I have a doe that was due last night.  This is the second time she has been bred and the first time nothing happened.   I just went out to feed and there is hair(not a tremendous amount) all over the floor of the cage, she was in the nest box looking out.  I went ahead and fed and she came out to eat so I checked the box and there was just a small amount of hair in the box in the back corner,  I went ahead and picked up the hair on the cage floor and put it in the box.  I had turned the heat on last night since it was cold and she was due and it is 40 in there now and will hold that all night.  I have read to save fur in case the mother doesn't pull enough to keep the kits warm.  I brush them a few strokes every day just to improve there attitude towards me touching them and have put the fur I have cleaned out of the brush in a container for this occasion.  I just don't know if the fur was supposed to be rabbit specific.  If I go out later or in the morning and she has kindled and hasn't buried them sufficiently in fur can I use this fur from all my rabbits to cover them up or will the smell of the other rabbits make her abandon her litter?  This may be irrelevant as I have had pregnant does just have a little fur in the nest box the day before kindling and come out in the morning to find a huge pile that was moving a little from the kits but wanted to ask in case I need to know later.  I am going to keep an eye on her this evening and go out real early in the morning to see if all is ok.


----------



## Beachbunny (Jan 28, 2014)

P.O. in MO said:


> I have a doe that was due last night.  This is the second time she has been bred and the first time nothing happened.   I just went out to feed and there is hair(not a tremendous amount) all over the floor of the cage, she was in the nest box looking out.  I went ahead and fed and she came out to eat so I checked the box and there was just a small amount of hair in the box in the back corner,  I went ahead and picked up the hair on the cage floor and put it in the box.  I had turned the heat on last night since it was cold and she was due and it is 40 in there now and will hold that all night.  I have read to save fur in case the mother doesn't pull enough to keep the kits warm.  I brush them a few strokes every day just to improve there attitude towards me touching them and have put the fur I have cleaned out of the brush in a container for this occasion.  I just don't know if the fur was supposed to be rabbit specific.  If I go out later or in the morning and she has kindled and hasn't buried them sufficiently in fur can I use this fur from all my rabbits to cover them up or will the smell of the other rabbits make her abandon her litter?  This may be irrelevant as I have had pregnant does just have a little fur in the nest box the day before kindling and come out in the morning to find a huge pile that was moving a little from the kits but wanted to ask in case I need to know later.  I am going to keep an eye on her this evening and go out real early in the morning to see if all is ok.


----------



## Beachbunny (Jan 28, 2014)

You can use the fur from other rabbits in the nest if you need to, I have done this in the past with no problems.

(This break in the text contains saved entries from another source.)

PR #7799, opened 2024-11-12
Add Markdown export

### LINKED ISSUE #4243: Export to Markdown
Wallabag can export to various formats like PDF, EPub and others. Could be added a new option to export in markdown format? For taking notes and create brief documents, MD is usually preferred than ODT and HTML. It's a light format, there are a ton of apps compatible with it, and you can edit them in anything that can edit plain text.

nicosomb:
| Q             | A
| ------------- | ---
| Bug fix?      | no
| New feature?  | yes
| BC breaks?    |no
| Deprecations? | no
| Tests pass?   | yes
| Documentation |no
| Translation   | no
| CHANGELOG.md  | no
| License       | MIT

Should fix #4243

### DIFF
--- a/migrations/Version20241112193044.php
+++ b/migrations/Version20241112193044.php
@@ -1,0 +1,24 @@
+<?php
+
+declare(strict_types=1);
+
+namespace Application\Migrations;
+
+use Doctrine\DBAL\Schema\Schema;
+use Wallabag\Doctrine\WallabagMigration;
+
+/**
+ * Added the internal setting to export articles in markdown.
+ */
+final class Version20241112193044 extends WallabagMigration
+{
+    public function up(Schema $schema): void
+    {
+        $this->addSql('INSERT INTO ' . $this->getTable('internal_setting') . " (name, value, section) VALUES ('export_md', '1', 'export');");
+    }
+
+    public function down(Schema $schema): void
+    {
+        $this->addSql('DELETE FROM' . $this->getTable('internal_setting') . " WHERE name = 'export_md';");
+    }
+}
--- a/src/Helper/EntriesExport.php
+++ b/src/Helper/EntriesExport.php
@@ -5,6 +5,7 @@ namespace Wallabag\Helper;
 use Html2Text\Html2Text;
 use JMS\Serializer\SerializationContext;
 use JMS\Serializer\SerializerBuilder;
+use League\HTMLToMarkdown\HtmlConverter;
 use PHPePub\Core\EPub;
 use PHPePub\Core\Structure\OPF\DublinCore;
 use Symfony\Component\HttpFoundation\Response;
@@ -129,10 +130,8 @@ class EntriesExport
 
     /**
      * Use PHPePub to dump a .epub file.
-     *
-     * @return Response
      */
-    private function produceEpub()
+    private function produceEpub(): Response
     {
         $user = $this->tokenStorage->getToken() ? $this->tokenStorage->getToken()->getUser() : null;
         \assert($user instanceof User);
@@ -249,10 +248,8 @@ class EntriesExport
 
     /**
      * Use TCPDF to dump a .pdf file.
-     *
-     * @return Response
      */
-    private function producePdf()
+    private function producePdf(): Response
     {
         $user = $this->tokenStorage->getToken() ? $this->tokenStorage->getToken()->getUser() : null;
         \assert($user instanceof User);
@@ -326,10 +323,8 @@ class EntriesExport
 
     /**
      * Inspired from CsvFileDumper.
-     *
-     * @return Response
      */
-    private function produceCsv()
+    private function produceCsv(): Response
     {
         $delimiter = ';';
         $enclosure = '"';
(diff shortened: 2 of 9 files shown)


src/Helper/EntriesExport.php
```diff
@@ -432,6 +433,34 @@ private function produceTxt()
...
     }
 
+    /**
+     * Dump a Markdown file.
+     *
+     * @return Response
+     */
+    private function produceMd()
+    {
+        $user = $this->tokenStorage->getToken() ? $this->tokenStorage->getToken()->getUser() : null;
```
yguedidi, line 443: This seems unused after

src/Helper/EntriesExport.php
```diff
@@ -432,6 +433,34 @@ private function produceTxt()
...
+        \assert($user instanceof User);
+
+        $content = '';
+        $converter = new HtmlConverter();
+        $converter->getConfig()->setOption('strip_tags', true);
+        foreach ($this->entries as $entry) {
```
yguedidi, line 449: Does it make sense to support multiple entries for markdown export? I guess users will expect multiple md files, not all in a single one

templates/Entry/entries.html.twig
```diff
@@ -105,6 +105,7 @@
...
             {% if craue_setting('export_txt') %}<li class="bold"><a class="waves-effect" href="{{ path('export_entries', {'category': current_route, 'format': 'txt', 'tag': current_tag, 'search_entry[term]': export_search_term, 'currentRoute': previous_route, 'entry': entry}) }}">TXT</a></li>{% endif %}
             {% if craue_setting('export_xml') %}<li class="bold"><a class="waves-effect" href="{{ path('export_entries', {'category': current_route, 'format': 'xml', 'tag': current_tag, 'search_entry[term]': export_search_term, 'currentRoute': previous_route, 'entry': entry}) }}">XML</a></li>{% endif %}
+            {% if craue_setting('export_md') %}<li class="bold"><a class="waves-effect" href="{{ path('export_entries', {'category': current_route, 'format': 'md', 'tag': current_tag, 'search_entry[term]': export_search_term, 'currentRoute': previous_route, 'entry': entry}) }}">MD</a></li>{% endif %}
```
yguedidi, line 108: Is MD clear enough to end users?

tests/Controller/ExportControllerTest.php
```diff
@@ -307,6 +307,23 @@ public function testXmlExport()
         $this->assertNotEmpty('updated_at', (string) $content->entry[0]->updated_at);
     }
 
+    public function testMdExport()
```
yguedidi, line 310: I'd add an assertion on the content

yguedidi (changes requested):

yguedidi:
Reviewed from phone 😅

src/Helper/EntriesExport.php
nicosomb: Why not, but we need to rewrite the Export system. That's how we handle other exports.

tests/Controller/ExportControllerTest.php
```diff
@@ -307,6 +307,25 @@ public function testXmlExport()
...
+    {
+        $this->logInAs('admin');
+        $client = $this->getTestClient();
+
+        ob_start();
+        $crawler = $client->request('GET', '/export/all.md');
+        ob_end_clean();
```
yguedidi, line 317: I don't get why ob_* functions and a $crawler variable are needed here, I think they can be removed, just keep the call to request

yguedidi (changes requested):

tests/Controller/ExportControllerTest.php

If you think the doe might be picky about it u can always put a few drops of vanilla in the bag of fur a few days before you place it in the nest.  I have used dryer lint in the past to line a nest when I had no saved fur and it worked well. Most does that I have dealt with have been easy going and will tolerate anything in the nest box.. Good luck !!


----------



## animalmom (Jan 28, 2014)

I agree with Beachbunny.  I save fur from all my rabbits, does and bucks, during the year and store it all in the same bag.  When it is real cold and I don't think there is enough fur in the nest box then I'll add a layer of the saved fur.  Does don't seem to mind and the kits wiggle all the new fur in with the old fur anyway.


----------



## Hens and Roos (Jan 28, 2014)

I have often wondered about using fur collected from the rabbits and if it would cause problems with does in the nest box.

Our does to this point have done a great job of pulling fur to cover the kits.  We did have 1 doe-first timer- who didn't prep the nest box before hand and didn't cover the kits at first- we added some dryer lint and the next morning she had blown coat and covered them with her fur.


----------



## P.O. in MO (Jan 28, 2014)

Thank you all for the replies.  Since I wasn't sure last night I went out and hung a 250 watt heat lamp right above the cage over the nest box.  I didn't turn it on and checked on her late and then again real early.  No kits.  This is the second time I have bred this doe and the first time it didn't take.  In both breedings the buck completed the task twice morning and evening.  As of 5 pm today it is 33 days since she was bred.  She was carrying hay around in her mouth the week after she was bred but she did that last time too.  I have a feeling this is a false alarm.  Will does pull hair and put it in the nest box and not really be pregnant?  I guess I will know tomorrow.  I have read that the gestation range is 28 to 34 days so tomorrow at this time it will have been 34 days.  I'll leave the box in another day or two and if nothing happens will have to decide if I want to try again.  She is a pretty aggressive doe, toward me and the buck I breed her to.  As I said in another thread I think I have let my does get a little fat so this may be my fault.  A hard lesson as my freezer will be out of rabbits soon and I only have 3 growing out now due to a small litter.  Thanks again, if she does kindle I have plenty of fur to supplement if necessary.


----------



## jhough42 (Feb 2, 2014)

What was the verdict? Darn those fat does...they make life miserable. It would be very unusual for her to be pulling fur and yet not kindle, but not unheard of I suppose. Especially for a broody doe.


----------



## P.O. in MO (Feb 2, 2014)

She kindled but I lost all 4.  I pulled the nest box at the end of day 35.  Yesterday at 6PM was 37 full days from the evening breeding of that does. So she was part way thru the 38th day.  And I know I didn't get my days written down wrong because I remember breeding her the day after Christmas.  When I fed this morning there were 2 very large kits on the cage floor.  At first I thought they were deformed with organs on the outside but when I got them on my table and looked closely there were two very tiny kits in the litter, like about an inch long.  One of the large ones belly was opened up but the doe might have done that.  I don't know if the 2 large ones would have survived with the nest box or whether they were alive when they were born.  The doe had some blood on her hindquarters, more than I have seen before but I examined her and nothing was left hanging out of the birth canal.  I should have left the box in a little longer, it wasn't hurting anything and she hadn't soiled it, will know better next time.  I may let her rest a week or so and give her one more try.  She is over a year old now and have thought about culling her but what's 5 more weeks feed.  I have 3 kits about 2 weeks old and should probably start thinking about saving the best doe of that litter (if there is one) for a replacement if things don't work out.  I was going to butcher those kits in 10 weeks or so but I feel bad for pulling the nest box on her too early.


----------



## jhough42 (Feb 2, 2014)

How strange...there must've been something wrong because they should never go past 34 days. I wouldn't feel bad, especially if the kits were malformed (overly large/overly small).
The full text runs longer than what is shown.